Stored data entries
PR #4002, opened 2025-02-05
[ONNX][TORCH] Add Onnx->Linalg lowering for RotaryEmbedding Op

vivekkhandelwal1:
This commit adds the Onnx->Linalg lowering for Onnx's RotaryEmbedding op (ref: https://github.com/microsoft/onnxruntime/blob/main/docs/ContribOperators.md#commicrosoftrotaryembedding) by registering a customized torch op named `OnnxVariantAtenRotaryEmbeddingOp`. This is done so that the Onnx's RotaryEmbedding op can be lowered to this op and this op can be lowered from Torch->Linalg.

The lowering has been adopted from the OnnxRuntime. Files for references:
1.) https://github.com/microsoft/onnxruntime/blob/e1e3f623f61816008e79dddc91a51ffe7f0ff5cf/onnxruntime/contrib_ops/cpu/bert/rotary_embedding.cc#L47-L93
2.) https://github.com/microsoft/onnxruntime/blob/94c69f55d480cb4a8dcbc161d29ef3acca9392a7/onnxruntime/contrib_ops/cpu/bert/rotary_embedding_helper.h


AmosLewis:
We need a test in https://github.com/nod-ai/SHARK-TestSuite/tree/main/alt_e2eshark/onnx_tests/operators to verify the numeric before merge

lib/Conversion/TorchToLinalg/Uncategorized.cpp
```diff
@@ -3628,6 +3628,334 @@ class ConvertSymConstrainRangeOp
...
+private:
+  struct RotaryParameters {
+    int64_t batchSize;
+    int64_t sequenceLength;
+    int64_t hiddenSize;
+    int64_t headSize;
+    int64_t rotaryEmbeddingDim;
+    int64_t numHeads;
+    int64_t maxSequenceLength;
+    int64_t positionIdsFormat;
```
AmosLewis, line 3646: in onnx, the int position_ids_format;   // Format of position ids - 0 is (1), 1 is (batch_size, sequence_length)
 But in current implementation, we only assume  position_ids : (batch_size, sequence_length), the position_ids_format  is not used, so we can delete it.

lib/Conversion/TorchToLinalg/Uncategorized.cpp
```diff
@@ -3628,6 +3628,334 @@ class ConvertSymConstrainRangeOp
...
+    //    cos_cache    : (max_sequence_length, head_size / 2) or
+    //                   (max_sequence_length, rotary_embedding_dim / 2)
+    //    sin_cache    : (max_sequence_length, head_size / 2) or
+    //                   (max_sequence_length, rotary_embedding_dim / 2)
+
+    // For the `RotaryEmbedding` lowering to work, shapes of all the inputs are
+    // required to be statically known.
+
+    // TODO: Add a check for inputs to be floating-point
+
```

(WORK INSTRUCTIONS) Above are the records; retype them all without a single difference.

(ANSWER FOR THE TASK)
PR #4002, opened 2025-02-05
[ONNX][TORCH] Add Onnx->Linalg lowering for RotaryEmbedding Op

vivekkhandelwal1:
This commit adds the Onnx->Linalg lowering for Onnx's RotaryEmbedding op (ref: https://github.com/microsoft/onnxruntime/blob/main/docs/ContribOperators.md#commicrosoftrotaryembedding) by registering a customized torch op named `OnnxVariantAtenRotaryEmbeddingOp`. This is done so that the Onnx's RotaryEmbedding op can be lowered to this op and this op can be lowered from Torch->Linalg.

The lowering has been adopted from the OnnxRuntime. Files for references:
1.) https://github.com/microsoft/onnxruntime/blob/e1e3f623f61816008e79dddc91a51ffe7f0ff5cf/onnxruntime/contrib_ops/cpu/bert/rotary_embedding.cc#L47-L93
2.) https://github.com/microsoft/onnxruntime/blob/94c69f55d480cb4a8dcbc161d29ef3acca9392a7/onnxruntime/contrib_ops/cpu/bert/rotary_embedding_helper.h


AmosLewis:
We need a test in https://github.com/nod-ai/SHARK-TestSuite/tree/main/alt_e2eshark/onnx_tests/operators to verify the numeric before merge

lib/Conversion/TorchToLinalg/Uncategorized.cpp
```diff
@@ -3628,6 +3628,334 @@ class ConvertSymConstrainRangeOp
...
+private:
+  struct RotaryParameters {
+    int64_t batchSize;
+    int64_t sequenceLength;
+    int64_t hiddenSize;
+    int64_t headSize;
+    int64_t rotaryEmbeddingDim;
+    int64_t numHeads;
+    int64_t maxSequenceLength;
+    int64_t positionIdsFormat;
```
AmosLewis, line 3646: in onnx, the int position_ids_format;   // Format of position ids - 0 is (1), 1 is (batch_size, sequence_length)
 But in current implementation, we only assume  position_ids : (batch_size, sequence_length), the position_ids_format  is not used, so we can delete it.

lib/Conversion/TorchToLinalg/Uncategorized.cpp
```diff
@@ -3628,6 +3628,334 @@ class ConvertSymConstrainRangeOp
...
+    //    cos_cache    : (max_sequence_length, head_size / 2) or
+    //                   (max_sequence_length, rotary_embedding_dim / 2)
+    //    sin_cache    : (max_sequence_length, head_size / 2) or
+    //                   (max_sequence_length, rotary_embedding_dim / 2)
+
+    // For the `RotaryEmbedding` lowering to work, shapes of all the inputs are
+    // required to be statically known.
+
+    // TODO: Add a check for inputs to be floating-point
+
```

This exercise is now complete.